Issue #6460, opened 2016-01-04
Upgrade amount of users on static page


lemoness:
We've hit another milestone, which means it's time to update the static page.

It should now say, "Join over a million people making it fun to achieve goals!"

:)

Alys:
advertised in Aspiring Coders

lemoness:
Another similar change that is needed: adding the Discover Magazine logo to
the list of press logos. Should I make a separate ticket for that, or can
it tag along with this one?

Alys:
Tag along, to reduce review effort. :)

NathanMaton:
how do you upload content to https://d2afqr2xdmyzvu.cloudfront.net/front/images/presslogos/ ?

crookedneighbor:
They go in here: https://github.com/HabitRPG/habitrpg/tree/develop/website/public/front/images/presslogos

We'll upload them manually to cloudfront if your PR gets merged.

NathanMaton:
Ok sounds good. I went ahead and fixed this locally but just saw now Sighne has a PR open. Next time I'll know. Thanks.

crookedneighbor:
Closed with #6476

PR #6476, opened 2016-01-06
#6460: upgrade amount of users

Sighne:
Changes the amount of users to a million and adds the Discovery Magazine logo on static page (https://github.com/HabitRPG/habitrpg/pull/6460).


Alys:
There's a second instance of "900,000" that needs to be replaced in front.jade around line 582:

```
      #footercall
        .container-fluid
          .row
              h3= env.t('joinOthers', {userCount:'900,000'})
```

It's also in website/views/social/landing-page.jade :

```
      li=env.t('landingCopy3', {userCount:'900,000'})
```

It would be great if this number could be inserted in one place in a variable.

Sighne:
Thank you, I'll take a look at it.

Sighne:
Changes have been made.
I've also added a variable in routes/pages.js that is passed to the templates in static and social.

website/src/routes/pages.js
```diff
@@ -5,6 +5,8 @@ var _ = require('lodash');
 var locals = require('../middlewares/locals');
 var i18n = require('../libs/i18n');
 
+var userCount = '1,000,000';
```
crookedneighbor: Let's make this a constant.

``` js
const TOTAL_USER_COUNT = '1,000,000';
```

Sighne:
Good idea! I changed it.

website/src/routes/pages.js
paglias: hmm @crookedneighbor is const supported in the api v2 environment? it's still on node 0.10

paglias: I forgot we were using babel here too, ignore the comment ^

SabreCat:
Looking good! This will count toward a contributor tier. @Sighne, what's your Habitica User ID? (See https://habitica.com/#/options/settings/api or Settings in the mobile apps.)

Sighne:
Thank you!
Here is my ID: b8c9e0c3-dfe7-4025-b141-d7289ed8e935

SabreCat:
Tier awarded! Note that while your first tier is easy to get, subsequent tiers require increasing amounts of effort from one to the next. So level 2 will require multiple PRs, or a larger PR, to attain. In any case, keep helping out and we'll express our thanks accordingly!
════════
▶ WHAT YOU NEED TO DO
One stretch of the lines above is wanted, from the line that contains "It's also in" through the line that contains "paglias: hmm @crookedneighbor". Output it exactly.

▶ TASK ANSWER
It's also in website/views/social/landing-page.jade :

```
      li=env.t('landingCopy3', {userCount:'900,000'})
```

It would be great if this number could be inserted in one place in a variable.

Sighne:
Thank you, I'll take a look at it.

Sighne:
Changes have been made.
I've also added a variable in routes/pages.js that is passed to the templates in static and social.

website/src/routes/pages.js
```diff
@@ -5,6 +5,8 @@ var _ = require('lodash');
 var locals = require('../middlewares/locals');
 var i18n = require('../libs/i18n');
 
+var userCount = '1,000,000';
```
crookedneighbor: Let's make this a constant.

``` js
const TOTAL_USER_COUNT = '1,000,000';
```

Sighne:
Good idea! I changed it.

website/src/routes/pages.js
paglias: hmm @crookedneighbor is const supported in the api v2 environment? it's still on node 0.10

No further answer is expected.